Lira stepped closer, her breath catching as she saw a painting of a woman with eyes like hers, standing before a tree that stretched into the sky. “Who is she?”
Jorren’s voice was barely a whisper. “The first keeper. The one who bound the forest to this land. But something broke the bond. And now it’s trying to remember.”
“And me?”
He met her gaze, sorrow etched into every line of his face. “You’re the next. The last. And if you don’t stop it, the forest will consume everything.”
—
The night Lira left the village, the sky was a deep violet, streaked with clouds that moved like living things. She carried nothing but a satchel of supplies and the weight of the forest’s warning. The path ahead was uncertain, but she didn’t look back. The village had been her home, but the forest was her truth.

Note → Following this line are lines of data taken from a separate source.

PR #8470, opened 2022-02-18
Provide access to the haveTime supplier in WorldTickEvent and ServerTickEvent

josephtarbit:
Allows modders access to the haveTime supplier in server tick events.


src/main/java/net/minecraftforge/event/TickEvent.java
```diff
@@ -45,9 +48,18 @@ public TickEvent(Type type, LogicalSide side, Phase phase)
...
+
+        private final BooleanSupplier haveTime;
+
+        public ServerTickEvent(Phase phase, BooleanSupplier haveTime)
         {
             super(Type.SERVER, LogicalSide.SERVER, phase);
+            this.haveTime = haveTime;
+        }
+
+        public boolean haveTime()
```
sciwhiz12, line 62: I think this and its sister method in `WorldTickEvent` will benefit from having a small explanatory javadoc about what this is and possibly what it is useful for.

src/main/java/net/minecraftforge/event/ForgeEventFactory.java
```diff
@@ -856,14 +857,14 @@ public static void onPlayerPostTick(Player player)
...
-        MinecraftForge.EVENT_BUS.post(new TickEvent.WorldTickEvent(LogicalSide.SERVER, TickEvent.Phase.START, world));
+        MinecraftForge.EVENT_BUS.post(new TickEvent.WorldTickEvent(LogicalSide.SERVER, TickEvent.Phase.START, world, haveTime));
     }
 
-    public static void onPostWorldTick(Level world)
+    public static void onPostWorldTick(Level world, BooleanSupplier haveTime)
     {
-        MinecraftForge.EVENT_BUS.post(new TickEvent.WorldTickEvent(LogicalSide.SERVER, TickEvent.Phase.END, world));
+        MinecraftForge.EVENT_BUS.post(new TickEvent.WorldTickEvent(LogicalSide.SERVER, TickEvent.Phase.END, world, haveTime));
     }
```
sciwhiz12: As a note for other reviewers, this hardcoded passing in of `LogicalSide.SERVER` to the world tick event seems to have been done all the way back in 95f0447881997533e5d352d96704e222bd5c36be when the tick events were first refactored to use the event system. So while this _seems_ to imply that the tick event may be fired on the logical client, it has never been fired on the logical client.

sciwhiz12 (changes requested):
For the record, could you please state the use case for which you need access to the value given by this supplier?

---

Please update the license headers of the following modified files by changing the year of 2021 to the year 2022:

 - `src/main/java/net/minecraftforge/event/ForgeEventFactory.java`
 - `src/main/java/net/minecraftforge/event/TickEvent.java`

josephtarbit:
> For the record, could you please state the use case for which you need access to the value given by this supplier?

It's useful for checking if there's enough time to perform non-essential/additional tasks during the tick loop, specifically IO related ones.  I'm using it for an implementation of `net.minecraft.world.level.chunk.storage.SectionStorage` which requires it to be passed into it's tick method as it uses it to check if there's enough time to save dirty chunks to the disk.

src/main/java/net/minecraftforge/event/TickEvent.java
```diff
@@ -45,9 +48,24 @@ public TickEvent(Type type, LogicalSide side, Phase phase)
...
             super(Type.SERVER, LogicalSide.SERVER, phase);
+            this.haveTime = haveTime;
+        }
+
+        /**
+         * Returns whether the server has enough time to perform any
+         * additional tasks (usually IO related) during the current tick.
+         * 
+         * @return <code>true</code> if there is time, <code>false</code> otherwise
+         */
```
sciwhiz12: We could simplify it a bit with the use of the inline `{@return}` tag:
```suggestion
        /**
         * {@return {@code true} whether the server has enough time to perform any additional
         * tasks (usually IO related) during the current tick, otherwise {@code false}}
         */
```

src/main/java/net/minecraftforge/event/TickEvent.java
```diff
@@ -60,10 +78,20 @@ public ClientTickEvent(Phase phase)
...
+        public WorldTickEvent(LogicalSide side, Phase phase, Level world, BooleanSupplier haveTime)
         {
             super(Type.WORLD, side, phase);
             this.world = world;
+            this.haveTime = haveTime;
+        }
+
+        /**
+         * See {@link ServerTickEvent#haveTime()}.
+         */
```
sciwhiz12: This should copy the javadoc from that method and use a `@see` tag to link the two.

sciwhiz12 (changes requested):

src/main/java/net/minecraftforge/event/TickEvent.java
josephtarbit: It would seem Eclipse doesn't know what that is...

src/main/java/net/minecraftforge/event/TickEvent.java
```diff
@@ -60,10 +78,25 @@ public ClientTickEvent(Phase phase)
...
+            this.haveTime = haveTime;
+        }
+
+        /**
+         * Returns whether the server has enough time to perform any
+         * additional tasks (usually IO related) during the current tick.
+         * 
+         * @return <code>true</code> if there is time, <code>false</code> otherwise
+         * 
+         * @see {@link ServerTickEvent#haveTime()}.
```
sciwhiz12: No need for that `{@link}` tag usage:
```suggestion
         * @see ServerTickEvent#haveTime()
```

src/main/java/net/minecraftforge/event/TickEvent.java
sciwhiz12: Hmm, then Eclipse may not yet have updated itself with the new tag which was introduced in Java 16 ([JDK-8075778](https://bugs.openjdk.java.net/browse/JDK-8075778)). Remove the outermost braces to make it a block tag for now.

sciwhiz12 (approved):

sciwhiz12 (changes requested):
Please add appropriate overloads for the methods and constructor and deprecate the existing overloads, to avoid the breaking changes in binary compatibility.

sciwhiz12 (changes requested):
Please add `since = "1.18.1"` to the `@Deprecated` annotations, as well as accompanying javadocs for these deprecated methods with a `@deprecated` tag, akin to the following:
```java
/**
 * @deprecated To be removed in 1.19. Use {@link #newMethodHere(Level, BooleanSupplier)} instead.
 */
```

src/main/java/net/minecraftforge/event/ForgeEventFactory.java
```diff
@@ -856,14 +857,36 @@ public static void onPlayerPostTick(Player player)
         MinecraftForge.EVENT_BUS.post(new TickEvent.PlayerTickEvent(TickEvent.Phase.END, player));
     }
 
+    /**
+     * TODO: Remove in 1.19
+     * 
+     * @deprecated Use {@link #onPreWorldTick(Level, BooleanSupplier)}
+     */
+    @Deprecated(forRemoval = true)
```
sciwhiz12: This annotation is missing `since = "1.18.1"`.

src/main/java/net/minecraftforge/event/ForgeEventFactory.java
```diff
@@ -856,14 +857,36 @@ public static void onPlayerPostTick(Player player)
...
+    {
+        MinecraftForge.EVENT_BUS.post(new TickEvent.WorldTickEvent(LogicalSide.SERVER, TickEvent.Phase.START, world, haveTime));
+    }
+
+    /**
+     * TODO: Remove in 1.19
+     * 
+     * @deprecated Use {@link #onPostWorldTick(Level, BooleanSupplier)}
+     */
+    @Deprecated(forRemoval = true)
```
sciwhiz12: This annotation is missing `since = "1.18.1"`.

src/main/java/net/minecraftforge/event/ForgeEventFactory.java
```diff
@@ -876,13 +899,35 @@ public static void onPostClientTick()
...
+    {
+        MinecraftForge.EVENT_BUS.post(new TickEvent.ServerTickEvent(TickEvent.Phase.START, haveTime));
+    }
+
+    /**
+     * TODO: Remove in 1.19
+     * 
+     * @deprecated Use {@link #onPostServerTick(BooleanSupplier)}
+     */
+    @Deprecated(forRemoval = true)
```
sciwhiz12: This annotation is missing `since = "1.18.1"`.

sciwhiz12 (changes requested):

sciwhiz12 (approved):

sciwhiz12 (changes requested):
- `src/main/java/net/minecraftforge/event/ForgeEventFactory.java`
- `src/main/java/net/minecraftforge/event/TickEvent.java`

sciwhiz12 (approved):

PR #8471, opened 2022-02-18
Add missing shear and elytra game events

pupnewfster:
While testing another PR I am writing I noticed that forge's redirecting of shearing entities to `IForgeShearable#onSheared` had not been updated to also fire vanilla's `SHEAR` GameEvent. This PR just adds those missing calls in.


marchermans (approved):
Code looks good and is working, not sure if these are all of them though.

As she reached the edge of the trees, she paused, glancing one last time at the lights flickering in the distance. The villagers would never understand. They would cling to their fears, their stories, their lies. But she had seen what lay beyond the veil—the memories, the choices, the cost of forgetting.
The forest called to her, its voice a low hum in her bones. She stepped forward, into the shadows, and let the trees take her. The journey was only beginning.